**Work to complete:**
Nothing but the lines from the one containing "at standup work?" through the end of the entries below should be set down, each exactly as written.

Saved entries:
*** Block opens ***

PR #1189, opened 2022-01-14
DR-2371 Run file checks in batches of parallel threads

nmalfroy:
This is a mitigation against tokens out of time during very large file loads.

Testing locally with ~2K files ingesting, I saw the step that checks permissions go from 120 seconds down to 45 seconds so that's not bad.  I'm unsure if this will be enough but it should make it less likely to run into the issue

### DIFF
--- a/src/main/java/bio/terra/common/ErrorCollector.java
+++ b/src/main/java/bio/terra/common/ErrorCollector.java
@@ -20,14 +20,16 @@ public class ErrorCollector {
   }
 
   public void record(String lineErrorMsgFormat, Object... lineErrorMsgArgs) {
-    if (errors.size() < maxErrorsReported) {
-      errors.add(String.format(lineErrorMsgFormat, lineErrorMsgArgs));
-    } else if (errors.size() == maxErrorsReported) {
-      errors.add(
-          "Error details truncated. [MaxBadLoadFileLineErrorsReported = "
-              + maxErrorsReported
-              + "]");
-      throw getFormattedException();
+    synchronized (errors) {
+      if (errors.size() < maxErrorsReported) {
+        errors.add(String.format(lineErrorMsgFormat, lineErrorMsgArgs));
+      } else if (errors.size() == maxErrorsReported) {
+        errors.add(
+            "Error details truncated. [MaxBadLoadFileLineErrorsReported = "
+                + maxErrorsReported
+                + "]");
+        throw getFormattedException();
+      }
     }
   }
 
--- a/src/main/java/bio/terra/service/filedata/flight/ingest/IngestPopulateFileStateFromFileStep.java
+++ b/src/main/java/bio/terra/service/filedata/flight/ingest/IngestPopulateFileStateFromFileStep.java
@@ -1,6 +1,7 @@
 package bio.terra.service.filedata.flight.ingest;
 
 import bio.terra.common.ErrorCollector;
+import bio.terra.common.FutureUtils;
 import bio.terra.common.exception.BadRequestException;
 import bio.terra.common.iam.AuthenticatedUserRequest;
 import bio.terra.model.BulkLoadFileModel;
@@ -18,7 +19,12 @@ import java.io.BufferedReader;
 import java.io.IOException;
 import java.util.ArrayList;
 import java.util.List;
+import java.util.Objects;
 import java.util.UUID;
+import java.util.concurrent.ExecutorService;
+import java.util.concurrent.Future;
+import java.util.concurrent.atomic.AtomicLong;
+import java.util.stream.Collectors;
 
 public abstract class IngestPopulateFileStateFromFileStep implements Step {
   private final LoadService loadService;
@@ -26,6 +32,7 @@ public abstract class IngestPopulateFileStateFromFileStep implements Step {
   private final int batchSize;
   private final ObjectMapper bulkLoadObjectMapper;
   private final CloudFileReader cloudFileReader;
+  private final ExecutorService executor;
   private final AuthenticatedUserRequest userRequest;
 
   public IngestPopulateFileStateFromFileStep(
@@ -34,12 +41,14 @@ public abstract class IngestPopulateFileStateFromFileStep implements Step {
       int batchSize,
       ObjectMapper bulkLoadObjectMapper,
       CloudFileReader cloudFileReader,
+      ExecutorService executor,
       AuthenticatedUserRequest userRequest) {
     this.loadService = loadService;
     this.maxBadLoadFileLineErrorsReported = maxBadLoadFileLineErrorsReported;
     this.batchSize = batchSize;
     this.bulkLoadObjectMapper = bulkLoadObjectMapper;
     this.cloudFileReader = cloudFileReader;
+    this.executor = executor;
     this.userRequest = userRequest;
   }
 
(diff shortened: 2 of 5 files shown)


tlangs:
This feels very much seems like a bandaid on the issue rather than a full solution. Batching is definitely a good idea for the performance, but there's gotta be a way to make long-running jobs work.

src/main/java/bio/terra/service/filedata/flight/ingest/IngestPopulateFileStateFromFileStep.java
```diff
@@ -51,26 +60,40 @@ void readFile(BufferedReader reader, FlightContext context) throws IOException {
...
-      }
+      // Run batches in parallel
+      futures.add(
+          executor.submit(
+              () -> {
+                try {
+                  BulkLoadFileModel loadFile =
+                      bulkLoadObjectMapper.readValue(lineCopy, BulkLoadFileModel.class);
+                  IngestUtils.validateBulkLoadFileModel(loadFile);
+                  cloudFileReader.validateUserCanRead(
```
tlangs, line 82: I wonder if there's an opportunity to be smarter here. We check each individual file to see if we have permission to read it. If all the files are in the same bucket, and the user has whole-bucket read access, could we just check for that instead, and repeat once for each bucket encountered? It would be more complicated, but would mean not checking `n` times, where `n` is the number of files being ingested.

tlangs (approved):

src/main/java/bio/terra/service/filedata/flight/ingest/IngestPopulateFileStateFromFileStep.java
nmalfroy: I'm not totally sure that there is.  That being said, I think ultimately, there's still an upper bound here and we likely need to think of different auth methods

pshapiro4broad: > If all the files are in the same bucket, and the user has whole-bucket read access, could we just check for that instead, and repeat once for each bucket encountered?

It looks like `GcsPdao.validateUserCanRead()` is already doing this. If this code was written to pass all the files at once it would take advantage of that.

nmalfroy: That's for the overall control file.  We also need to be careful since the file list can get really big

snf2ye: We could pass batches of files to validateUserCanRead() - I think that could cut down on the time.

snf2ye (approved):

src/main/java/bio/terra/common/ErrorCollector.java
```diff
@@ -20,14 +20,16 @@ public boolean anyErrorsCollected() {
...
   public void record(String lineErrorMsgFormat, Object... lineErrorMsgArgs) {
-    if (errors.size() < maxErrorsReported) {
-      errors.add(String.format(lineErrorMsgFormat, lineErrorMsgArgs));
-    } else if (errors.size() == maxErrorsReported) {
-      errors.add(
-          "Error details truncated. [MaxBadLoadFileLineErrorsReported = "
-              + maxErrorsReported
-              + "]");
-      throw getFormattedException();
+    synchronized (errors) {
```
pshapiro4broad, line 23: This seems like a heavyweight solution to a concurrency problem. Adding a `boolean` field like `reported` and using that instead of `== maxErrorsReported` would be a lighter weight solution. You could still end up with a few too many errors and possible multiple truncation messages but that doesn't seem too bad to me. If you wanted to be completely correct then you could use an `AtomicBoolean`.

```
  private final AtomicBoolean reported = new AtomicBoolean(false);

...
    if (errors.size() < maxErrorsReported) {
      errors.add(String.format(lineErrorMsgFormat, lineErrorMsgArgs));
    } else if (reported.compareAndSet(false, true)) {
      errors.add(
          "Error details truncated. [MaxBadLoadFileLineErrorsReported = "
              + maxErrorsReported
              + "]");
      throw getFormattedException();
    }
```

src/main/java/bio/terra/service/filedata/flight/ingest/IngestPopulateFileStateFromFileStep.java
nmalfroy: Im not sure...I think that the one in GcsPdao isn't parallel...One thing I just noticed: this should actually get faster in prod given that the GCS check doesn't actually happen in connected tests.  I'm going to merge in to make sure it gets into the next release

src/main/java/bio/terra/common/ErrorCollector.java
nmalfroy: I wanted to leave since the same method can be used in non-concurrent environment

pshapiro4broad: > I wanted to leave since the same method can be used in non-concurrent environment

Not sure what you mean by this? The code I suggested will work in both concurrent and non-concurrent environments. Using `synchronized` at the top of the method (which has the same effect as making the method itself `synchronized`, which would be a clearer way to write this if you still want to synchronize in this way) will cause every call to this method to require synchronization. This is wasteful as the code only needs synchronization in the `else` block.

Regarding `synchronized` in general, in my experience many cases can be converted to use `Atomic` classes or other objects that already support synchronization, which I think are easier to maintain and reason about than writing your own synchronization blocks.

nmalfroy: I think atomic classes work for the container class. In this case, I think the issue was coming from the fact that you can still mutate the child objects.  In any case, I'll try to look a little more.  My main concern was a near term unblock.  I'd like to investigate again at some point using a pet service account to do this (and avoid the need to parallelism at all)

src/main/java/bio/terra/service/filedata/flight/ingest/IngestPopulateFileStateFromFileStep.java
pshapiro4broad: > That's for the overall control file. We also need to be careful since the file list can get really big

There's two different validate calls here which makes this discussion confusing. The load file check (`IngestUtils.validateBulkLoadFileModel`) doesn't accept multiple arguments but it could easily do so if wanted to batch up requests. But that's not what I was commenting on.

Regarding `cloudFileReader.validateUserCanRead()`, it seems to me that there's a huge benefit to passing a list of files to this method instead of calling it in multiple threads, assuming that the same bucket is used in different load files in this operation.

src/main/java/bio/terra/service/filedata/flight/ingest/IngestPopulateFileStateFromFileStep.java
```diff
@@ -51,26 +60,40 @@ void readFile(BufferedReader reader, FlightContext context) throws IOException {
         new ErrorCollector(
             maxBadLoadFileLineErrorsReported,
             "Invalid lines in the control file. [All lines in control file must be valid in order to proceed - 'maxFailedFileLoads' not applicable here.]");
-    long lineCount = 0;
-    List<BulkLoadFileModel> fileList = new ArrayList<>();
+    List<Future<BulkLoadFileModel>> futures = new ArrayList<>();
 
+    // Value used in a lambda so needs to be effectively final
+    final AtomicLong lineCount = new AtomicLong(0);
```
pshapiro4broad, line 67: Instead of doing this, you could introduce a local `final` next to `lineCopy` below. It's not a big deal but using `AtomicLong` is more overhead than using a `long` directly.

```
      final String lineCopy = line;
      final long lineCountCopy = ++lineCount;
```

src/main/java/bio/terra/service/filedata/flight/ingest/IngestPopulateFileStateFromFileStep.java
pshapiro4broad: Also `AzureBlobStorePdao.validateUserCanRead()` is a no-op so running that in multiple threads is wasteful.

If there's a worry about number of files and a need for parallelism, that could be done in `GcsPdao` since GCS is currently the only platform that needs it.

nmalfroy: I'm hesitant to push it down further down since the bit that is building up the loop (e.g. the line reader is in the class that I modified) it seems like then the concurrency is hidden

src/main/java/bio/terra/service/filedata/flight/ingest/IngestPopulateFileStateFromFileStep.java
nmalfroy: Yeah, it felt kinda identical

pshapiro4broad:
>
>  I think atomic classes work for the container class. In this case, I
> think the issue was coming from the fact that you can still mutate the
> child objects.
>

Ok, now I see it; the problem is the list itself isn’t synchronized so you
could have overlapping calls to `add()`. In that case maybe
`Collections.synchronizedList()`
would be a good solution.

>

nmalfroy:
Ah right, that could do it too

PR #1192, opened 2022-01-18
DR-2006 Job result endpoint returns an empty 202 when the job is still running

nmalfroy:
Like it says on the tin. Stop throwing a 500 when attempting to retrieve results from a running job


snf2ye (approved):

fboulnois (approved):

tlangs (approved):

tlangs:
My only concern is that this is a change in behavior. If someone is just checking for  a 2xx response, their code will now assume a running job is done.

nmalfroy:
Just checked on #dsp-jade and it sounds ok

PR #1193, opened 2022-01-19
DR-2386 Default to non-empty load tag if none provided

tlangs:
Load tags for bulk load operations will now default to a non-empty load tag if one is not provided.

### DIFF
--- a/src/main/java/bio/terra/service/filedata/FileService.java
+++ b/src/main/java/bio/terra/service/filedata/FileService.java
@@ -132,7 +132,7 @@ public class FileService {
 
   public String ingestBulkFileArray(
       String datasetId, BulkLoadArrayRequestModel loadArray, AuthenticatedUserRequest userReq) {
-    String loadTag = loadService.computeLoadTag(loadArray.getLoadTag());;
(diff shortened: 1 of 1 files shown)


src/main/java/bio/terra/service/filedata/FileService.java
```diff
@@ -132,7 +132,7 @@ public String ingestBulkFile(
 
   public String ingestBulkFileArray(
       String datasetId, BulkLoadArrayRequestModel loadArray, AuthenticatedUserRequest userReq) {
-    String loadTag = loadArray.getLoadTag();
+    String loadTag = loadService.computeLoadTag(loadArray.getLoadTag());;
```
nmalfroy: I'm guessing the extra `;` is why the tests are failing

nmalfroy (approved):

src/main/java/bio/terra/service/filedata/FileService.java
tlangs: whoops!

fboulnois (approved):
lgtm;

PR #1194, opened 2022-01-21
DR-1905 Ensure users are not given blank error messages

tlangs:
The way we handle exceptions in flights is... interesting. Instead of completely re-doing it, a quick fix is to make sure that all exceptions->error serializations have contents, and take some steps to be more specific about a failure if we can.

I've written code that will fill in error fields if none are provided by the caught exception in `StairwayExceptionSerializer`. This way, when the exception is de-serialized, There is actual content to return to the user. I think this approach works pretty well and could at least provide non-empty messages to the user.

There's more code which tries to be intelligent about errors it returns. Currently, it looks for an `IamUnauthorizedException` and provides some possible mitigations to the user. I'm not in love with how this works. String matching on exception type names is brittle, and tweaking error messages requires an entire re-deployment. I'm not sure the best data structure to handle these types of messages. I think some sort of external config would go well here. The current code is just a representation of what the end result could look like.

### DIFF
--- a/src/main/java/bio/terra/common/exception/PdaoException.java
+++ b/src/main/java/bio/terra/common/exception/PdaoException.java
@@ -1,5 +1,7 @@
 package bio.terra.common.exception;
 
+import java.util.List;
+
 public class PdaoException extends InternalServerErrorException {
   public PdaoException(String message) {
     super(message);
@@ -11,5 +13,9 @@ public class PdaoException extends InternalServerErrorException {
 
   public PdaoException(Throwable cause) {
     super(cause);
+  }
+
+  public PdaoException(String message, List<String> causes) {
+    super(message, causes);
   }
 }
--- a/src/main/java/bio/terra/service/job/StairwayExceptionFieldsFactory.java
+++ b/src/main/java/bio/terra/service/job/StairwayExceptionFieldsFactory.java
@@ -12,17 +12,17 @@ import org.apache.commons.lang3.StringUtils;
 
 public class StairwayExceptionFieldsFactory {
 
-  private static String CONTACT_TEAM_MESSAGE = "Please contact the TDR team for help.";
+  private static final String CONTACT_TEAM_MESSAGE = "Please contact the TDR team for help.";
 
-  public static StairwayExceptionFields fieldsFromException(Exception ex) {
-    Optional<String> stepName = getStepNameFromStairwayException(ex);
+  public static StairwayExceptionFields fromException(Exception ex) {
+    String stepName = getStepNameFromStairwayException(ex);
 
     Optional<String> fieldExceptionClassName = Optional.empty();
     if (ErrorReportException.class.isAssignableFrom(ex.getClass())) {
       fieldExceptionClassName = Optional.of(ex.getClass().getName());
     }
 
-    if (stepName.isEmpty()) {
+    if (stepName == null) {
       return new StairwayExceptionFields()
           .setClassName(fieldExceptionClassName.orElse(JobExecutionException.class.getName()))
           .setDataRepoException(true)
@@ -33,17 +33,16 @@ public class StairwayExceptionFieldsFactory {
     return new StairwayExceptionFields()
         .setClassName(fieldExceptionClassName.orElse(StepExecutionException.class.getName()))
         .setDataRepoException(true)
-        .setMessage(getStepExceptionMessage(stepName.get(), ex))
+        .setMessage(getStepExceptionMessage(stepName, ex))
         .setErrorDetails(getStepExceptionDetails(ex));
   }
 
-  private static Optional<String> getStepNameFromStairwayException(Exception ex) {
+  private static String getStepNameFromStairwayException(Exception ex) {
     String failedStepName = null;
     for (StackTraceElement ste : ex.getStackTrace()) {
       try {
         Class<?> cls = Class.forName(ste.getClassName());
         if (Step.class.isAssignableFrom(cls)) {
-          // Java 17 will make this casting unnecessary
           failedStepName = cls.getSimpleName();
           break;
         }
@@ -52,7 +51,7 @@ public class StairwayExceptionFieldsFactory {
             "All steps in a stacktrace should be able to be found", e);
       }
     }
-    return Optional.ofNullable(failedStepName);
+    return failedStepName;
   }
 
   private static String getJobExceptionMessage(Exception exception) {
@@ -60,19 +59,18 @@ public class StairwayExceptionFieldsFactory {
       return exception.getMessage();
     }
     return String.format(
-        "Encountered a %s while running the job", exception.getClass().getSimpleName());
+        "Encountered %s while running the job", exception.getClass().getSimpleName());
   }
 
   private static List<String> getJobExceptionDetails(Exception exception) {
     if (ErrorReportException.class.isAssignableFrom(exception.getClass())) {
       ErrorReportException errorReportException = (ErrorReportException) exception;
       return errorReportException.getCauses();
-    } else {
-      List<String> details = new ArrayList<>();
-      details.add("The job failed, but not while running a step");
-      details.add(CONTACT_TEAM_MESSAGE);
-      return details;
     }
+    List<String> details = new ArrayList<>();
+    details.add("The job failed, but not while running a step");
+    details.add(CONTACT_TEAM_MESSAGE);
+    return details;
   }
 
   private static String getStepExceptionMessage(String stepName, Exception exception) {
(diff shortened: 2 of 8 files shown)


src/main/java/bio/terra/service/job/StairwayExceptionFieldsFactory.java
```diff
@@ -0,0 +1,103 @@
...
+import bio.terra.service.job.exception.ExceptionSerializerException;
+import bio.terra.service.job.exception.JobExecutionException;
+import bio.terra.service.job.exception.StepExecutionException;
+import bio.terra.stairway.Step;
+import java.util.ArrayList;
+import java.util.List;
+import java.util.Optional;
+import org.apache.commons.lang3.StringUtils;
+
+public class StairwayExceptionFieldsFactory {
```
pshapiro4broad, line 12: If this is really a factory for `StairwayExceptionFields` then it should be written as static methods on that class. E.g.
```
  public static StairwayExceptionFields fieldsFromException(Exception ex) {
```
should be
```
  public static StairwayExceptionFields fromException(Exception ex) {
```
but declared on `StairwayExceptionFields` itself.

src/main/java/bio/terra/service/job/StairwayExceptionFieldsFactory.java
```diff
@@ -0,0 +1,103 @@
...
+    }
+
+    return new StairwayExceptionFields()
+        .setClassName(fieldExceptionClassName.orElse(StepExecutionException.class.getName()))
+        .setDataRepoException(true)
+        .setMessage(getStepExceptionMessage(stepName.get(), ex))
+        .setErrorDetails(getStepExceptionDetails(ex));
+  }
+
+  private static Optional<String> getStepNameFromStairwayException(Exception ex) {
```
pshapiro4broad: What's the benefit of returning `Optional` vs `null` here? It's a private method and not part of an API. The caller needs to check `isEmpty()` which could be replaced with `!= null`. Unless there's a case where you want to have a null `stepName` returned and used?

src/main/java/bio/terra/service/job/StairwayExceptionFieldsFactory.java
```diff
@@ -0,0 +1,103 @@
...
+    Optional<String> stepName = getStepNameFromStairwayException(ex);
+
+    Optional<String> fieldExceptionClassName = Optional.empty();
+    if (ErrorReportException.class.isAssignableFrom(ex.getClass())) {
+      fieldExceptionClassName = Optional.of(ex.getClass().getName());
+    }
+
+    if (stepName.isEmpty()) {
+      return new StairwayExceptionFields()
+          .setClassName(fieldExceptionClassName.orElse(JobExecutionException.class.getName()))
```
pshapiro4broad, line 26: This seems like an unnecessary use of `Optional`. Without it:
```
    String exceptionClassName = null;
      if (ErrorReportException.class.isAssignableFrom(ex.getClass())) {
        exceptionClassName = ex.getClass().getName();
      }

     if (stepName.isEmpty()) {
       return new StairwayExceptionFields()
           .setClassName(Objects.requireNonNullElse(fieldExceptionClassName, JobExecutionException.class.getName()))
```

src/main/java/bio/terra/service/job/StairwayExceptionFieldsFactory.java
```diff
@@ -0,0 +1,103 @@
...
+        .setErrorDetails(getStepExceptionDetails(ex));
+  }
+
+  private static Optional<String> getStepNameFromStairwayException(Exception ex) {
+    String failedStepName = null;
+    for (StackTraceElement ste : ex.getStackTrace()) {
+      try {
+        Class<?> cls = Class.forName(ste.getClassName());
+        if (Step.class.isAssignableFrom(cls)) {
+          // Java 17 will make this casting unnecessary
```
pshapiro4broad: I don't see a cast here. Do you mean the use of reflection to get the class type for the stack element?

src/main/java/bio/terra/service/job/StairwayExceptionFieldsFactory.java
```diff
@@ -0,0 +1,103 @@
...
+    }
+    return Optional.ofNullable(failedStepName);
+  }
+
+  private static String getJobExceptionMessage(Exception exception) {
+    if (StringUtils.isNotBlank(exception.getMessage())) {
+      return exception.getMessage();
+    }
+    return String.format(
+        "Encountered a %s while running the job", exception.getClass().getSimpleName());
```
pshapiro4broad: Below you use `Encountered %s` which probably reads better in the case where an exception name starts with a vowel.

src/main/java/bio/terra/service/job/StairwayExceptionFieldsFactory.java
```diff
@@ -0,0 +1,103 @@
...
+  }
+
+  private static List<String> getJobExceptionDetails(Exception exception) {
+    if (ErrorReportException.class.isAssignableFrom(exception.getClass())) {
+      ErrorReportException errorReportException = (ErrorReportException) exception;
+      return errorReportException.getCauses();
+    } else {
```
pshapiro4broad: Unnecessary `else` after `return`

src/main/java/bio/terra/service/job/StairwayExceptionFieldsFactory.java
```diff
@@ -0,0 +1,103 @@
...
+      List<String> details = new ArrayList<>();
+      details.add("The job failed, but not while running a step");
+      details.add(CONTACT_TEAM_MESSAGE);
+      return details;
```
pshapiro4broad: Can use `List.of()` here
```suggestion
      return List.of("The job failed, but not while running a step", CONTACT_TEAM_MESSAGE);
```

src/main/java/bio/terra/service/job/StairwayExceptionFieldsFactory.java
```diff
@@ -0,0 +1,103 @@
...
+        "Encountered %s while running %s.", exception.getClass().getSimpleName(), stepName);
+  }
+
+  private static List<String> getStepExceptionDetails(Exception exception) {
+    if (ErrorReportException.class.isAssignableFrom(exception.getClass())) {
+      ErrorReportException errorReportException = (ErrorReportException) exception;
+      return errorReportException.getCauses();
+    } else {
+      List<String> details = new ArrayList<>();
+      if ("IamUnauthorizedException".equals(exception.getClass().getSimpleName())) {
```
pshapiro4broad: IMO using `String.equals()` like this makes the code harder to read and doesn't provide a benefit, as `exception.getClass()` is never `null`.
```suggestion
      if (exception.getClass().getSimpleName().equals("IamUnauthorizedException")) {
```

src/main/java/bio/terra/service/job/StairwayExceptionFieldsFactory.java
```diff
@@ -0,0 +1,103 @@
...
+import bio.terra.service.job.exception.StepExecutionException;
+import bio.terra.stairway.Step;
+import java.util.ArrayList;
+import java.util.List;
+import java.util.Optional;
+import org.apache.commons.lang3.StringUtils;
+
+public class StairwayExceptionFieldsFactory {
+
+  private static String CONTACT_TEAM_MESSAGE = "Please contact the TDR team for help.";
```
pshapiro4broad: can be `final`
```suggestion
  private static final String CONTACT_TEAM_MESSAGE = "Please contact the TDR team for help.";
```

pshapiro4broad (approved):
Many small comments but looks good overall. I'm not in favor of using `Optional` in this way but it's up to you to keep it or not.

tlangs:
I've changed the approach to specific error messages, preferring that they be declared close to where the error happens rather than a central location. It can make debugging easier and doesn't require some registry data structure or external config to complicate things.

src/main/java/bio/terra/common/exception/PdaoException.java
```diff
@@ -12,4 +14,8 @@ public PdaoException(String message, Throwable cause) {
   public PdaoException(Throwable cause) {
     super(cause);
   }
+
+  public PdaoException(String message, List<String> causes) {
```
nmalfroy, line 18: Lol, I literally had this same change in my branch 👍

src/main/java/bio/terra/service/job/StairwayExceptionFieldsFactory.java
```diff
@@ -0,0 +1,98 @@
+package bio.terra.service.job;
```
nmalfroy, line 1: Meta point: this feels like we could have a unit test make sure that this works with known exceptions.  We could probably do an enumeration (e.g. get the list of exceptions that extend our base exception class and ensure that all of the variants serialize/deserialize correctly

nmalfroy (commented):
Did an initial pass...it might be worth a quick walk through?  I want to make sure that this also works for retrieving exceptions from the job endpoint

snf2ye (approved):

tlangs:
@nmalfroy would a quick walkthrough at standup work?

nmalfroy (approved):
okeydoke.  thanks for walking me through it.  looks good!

*** Block closes ***

**Reply:**
@nmalfroy would a quick walkthrough at standup work?

nmalfroy (approved):
okeydoke.  thanks for walking me through it.  looks good!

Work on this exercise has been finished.